Renal cell carcinoma (also called cancer of the kidney or renal adenocarcinoma) is a disease in which cancer (malignant) cells are found in certain tissues of the kidney. Inside each kidney there are tiny tubules that filter and clean the blood, taking out waste products, and making urine. Renal cell carcinoma is a cancer of the lining of these tubules in the kidney. Renal cell carcinoma accounts for approximately 85% of all kidney cancers. Signs of this cancer are difficult to detect in early stages of the disease, and about half of the patients are diagnosed when the disease has spread around the kidney or to distant parts of the body. Surgery is a common treatment of renal cell carcinoma, and allows taking out the cancer in an operation, although the cancer may appear again. Renal cell carcinoma is life-threatening.

There are treatments for most patients with renal cell cancer. These may include surgery (taking out the cancer in an operation), chemotherapy (using drugs to kill cancer cells), radiation therapy (using high-dose x-rays or other high-energy rays to kill cancer cells), hormone therapy (using hormones to stop cancer cells from growing), and biological therapy (using the body's immune system to fight cancer). The primary therapy for advanced renal cell carcinoma is chemotherapy with biologic agents such as interleukin-2 and interferon-?. Recently, other anticancer drugs (sorafenib and sunitinib) aimed at stopping cancer cells growth have also been authorised in the Community for the treatment of renal cell carcinoma.
The sponsor has submitted satisfactory argumentation to justify the assumption that talactoferrinum alpha might be of potential significant benefit for the treatment of renal cell carcinoma. This could represent an additional treatment option for patients with renal cell carcinoma. This assumption will have to be confirmed at the time of marketing authorisation; this will be necessary to maintain the orphan status.

According to the information provided by the sponsor, renal cell carcinoma was considered to affect less than 193,000 persons in the European Union.

*Disclaimer: For the purpose of the designation, the number of patients affected by the condition is estimated and assessed based on data from the European Union (EU 25), Norway, Iceland and Lichtenstein. This represents a population of 459,700,000 (Eurostat 2004). This estimate is based on available information and calculations presented by the sponsor at the time of the application.

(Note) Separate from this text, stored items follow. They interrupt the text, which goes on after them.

PR #987, opened 2024-09-09
doc(setting): modify the setting description

mantissahz:

Issue # longhorn/longhorn#9391

Modify the setting `Default Longhorn Static Storage Class Name` description.

### DIFF
--- a/content/docs/1.7.2/references/settings.md
+++ b/content/docs/1.7.2/references/settings.md
@@ -232,7 +232,7 @@ Every Longhorn release will ship with a new Longhorn engine image. If the curren
 
 > Default: `longhorn-static`
 
-The `storageClassName` is for persistent volumes (PVs) and persistent volume claims (PVCs) when creating PV/PVC for an existing Longhorn volume. Notice that it's unnecessary for users to create the related StorageClass object in Kubernetes since the StorageClass would only be used as matching labels for PVC bounding purpose. By default 'longhorn-static'.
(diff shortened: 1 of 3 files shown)


content/docs/1.7.2/references/settings.md
```diff
@@ -232,7 +232,7 @@ Every Longhorn release will ship with a new Longhorn engine image. If the curren
 
 > Default: `longhorn-static`
 
-The `storageClassName` is for persistent volumes (PVs) and persistent volume claims (PVCs) when creating PV/PVC for an existing Longhorn volume. Notice that it's unnecessary for users to create the related StorageClass object in Kubernetes since the StorageClass would only be used as matching labels for PVC bounding purpose. By default 'longhorn-static'.
+The `storageClassName` is for persistent volumes (PVs) and persistent volume claims (PVCs) when creating PV/PVC for an existing Longhorn volume. Notice that it's unnecessary for users to create the related StorageClass object in Kubernetes since the StorageClass would only be used as matching labels for PVC bounding purpose.  The "storageClassName" needs to be an existing StorageClass. Only the StorageClass named `longhorn-static` will be create if it does not exist. By default 'longhorn-static'.
```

Talactoferrinum alpha is a protein that is normally present in the human body. Talactoferrinum alpha binds to the cells that cover the gut, and stimulates an immune reaction in the so-called Gut Associated Lymphoid Tissue (GALT). GALT is a complex system of cells located in the gut that react to different stimuli, and respond by starting immune responses. When GALT response is triggered by talactoferrinum, certain substances are produced and poured into the blood; these substances, in turn, stimulate other cells involved in anti-tumour immune reactions, even in distant organs (such as the kidney in this case).

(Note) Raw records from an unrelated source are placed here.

PR #988, opened 2024-09-11
docs(rwx): Fix mistaken note about auto-deletion setting

james-munson:

https://github.com/longhorn/longhorn/issues/9415

Correct a statement about Longhorn restart of RWX workload pods when auto-delete-pod-when-volume-detached-unexpectedly is true.


jhkrug (approved):
ok

PR #1016, opened 2024-12-06
docs: correct module name from nvme-tcp to nvme_tcp

jangseon-ryu:

Issue #

The kernel module name 'nvme_tcp' was incorrectly documented as 'nvme-tcp'. 
This commit corrects the module name to ensure consistency with the actual kernel module naming convention.


derekbit (approved):
@jangseon-ryu Thanks for your contribuition!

At the time of submission of the application for orphan designation, clinical trials in patients with renal cell carcinoma were ongoing.
Talactoferrinum alpha was not authorised anywhere in the world for renal cell carcinoma, or designated as orphan medicinal product elsewhere for this condition, at the time of submission.
According to Regulation (EC) No 141/2000 of 16 December 1999, the Committee for Orphan Medicinal Products (COMP) adopted on 12 April 2007 a positive opinion recommending the grant of the above-mentioned designation.

• the seriousness of the condition,
• the existence or not of alternative methods of diagnosis, prevention or treatment and
• either the rarity of the condition (considered to affect not more than five in ten thousand persons in the Community) or the insufficient return of development investments.

Designated orphan medicinal products are still investigational products which were considered for designation on the basis of potential activity. An orphan designation is not a marketing authorisation. As a consequence, demonstration of the quality, safety and efficacy will be necessary before this product can be granted a marketing authorisation.